[Collected data]
^^^^

PR #1337, opened 2015-11-23
Removing broken zeroc link

hflynn:
Zeroc have updated their website and seem to have removed this content. Doesn't seem very important to me so I've just removed it - we use Ice so discussing a different thing we don't use is somewhat unneeded.


hflynn:
https://ci.openmicroscopy.org/view/Docs/job/OMERO-DEV-merge-docs/129/warnings3Result/ - only homebrew showing as a broken link now

sbesson:
Makes sense to me. The broken Homebrew link will be reviewed and fixed as part of the OMERO 5.2.1 deployment epic.

Issue #602, opened 2024-11-17
Hot take: the way avr-hal uses features is frustrating


innermatrix:
As I am sure you know, the recommended way to use features is to make them additive, and to avoid mutually exclusive features. However, `avr-hal` relies heavily on non-additive mutually exclusive features. I find this to be a pain. 

This setup works great as long as you are building a crate that generates one executable for one board. It doesn't work great if you are

* writing a library on top of `avr-hal`, because it forces the library into the same disrecommended mutually-exclusive feature behavior. 
* writing a crate that outputs multiple executables for different MCUs

The core issue — as I see it — is not that `avr-hal` is using features, it's the way it's using them. Specifically, the core issue is that `avr-hal` has some symbols whose implementation is selected mutually-exclusively using a feature — for example, `pins` in `atmega-hal`. The fact that `atmega-hal` supports multiple MCUs, but can only ever export one `pins` symbol, is the root of the conflict. 

IMO a better way to manage this would be to use features as they are intended: a feature flag selects whether a piece of functionality is included in the library, but allows multiple features to be selected. For example, I should be able to select both `atmega32u4` and `atmega328` features — and if I do, instead of them fighting over who gets to control the global `pins` symbol, I should get both `atmega32u4::pins` and `atmega328::pins` symbols. 

Taking this all the way up to the board level, what this would mean is that  I would be able to use `arduino-hal.features = ["atmega32u4", "atmega328"]` when importing `arduino-hal`— which would indicate that I want `arduino-hal` to include support for both of those MCUs (using features additively, as they were intended) — and then in my `main.rs` I would write

```
#[cfg(any(feature = "atmega328"))]
use arduino_hal::atmega328 as board;

#[cfg(any(feature = "atmega32u4"))]
use arduino_hal::atmega32u4 as board;
```

I think this would completely eliminate all the shenanigans with mutually-exclusive features, and simplify the experience for anyone trying to use `avr-hal` in a non-trivial way. 

Thoughts?

stappersg:
On Sun, Nov 17, 2024 at 02:02:09PM -0800, Iris Artin wrote:
> 
> Thoughts?
> 

Patches welcome

stappersg:
On Wed, Nov 20, 2024 at 05:53:21PM -0800, Iris Artin wrote:
> @stappersg I have started this work in https://github.com/Rahix/avr-hal/pull/603

Yep.  Due "Notify all" I saw it already.


Please don't wait for me
[...]

PR #603, opened 2024-11-21
Make attiny_hal::pins! and atmega_hal::pins! feature-agnostic

innermatrix:
This removes the feature-specific (and therefore MCU-specific) `pins!` macro and replaces it with a feature-agnostic `pins!` macro + an MCU-specific wrapper function. 

This is initial work to enable a refractor that will switch all crates in `arduino-hal` to use additive features, as is the recommended best practice. See https://github.com/Rahix/avr-hal/issues/602 for more context. 

Testing: 

* Verified that `cargo build -p arduino-hal --features <board>` succeeds for all boards
* Verified that `cargo build --bins` succeeds for every `example/*`

Using stacked PRs — see https://github.com/innermatrix/avr-hal/pull/1#issuecomment-2489875246 for a preview of the follow-on work in progress.

### DIFF
--- a/avr-hal-generic/src/port.rs
+++ b/avr-hal-generic/src/port.rs
@@ -586,7 +586,7 @@ macro_rules! impl_port_traditional {
 
             impl Pins {
                 pub fn new(
-                    $(_: $port,)+
+                    $(_: &$port,)+
                 ) -> Self {
                     Self {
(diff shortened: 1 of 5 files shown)


innermatrix:
Canceling this PR because I came up with a way of doing this that doesn't require code changes in clients of `arduino-hal`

^^^^

WHAT TO PRODUCE: Find each line in the records that includes the word "selected". Report the total and nothing more.

TASK OUTPUT: 2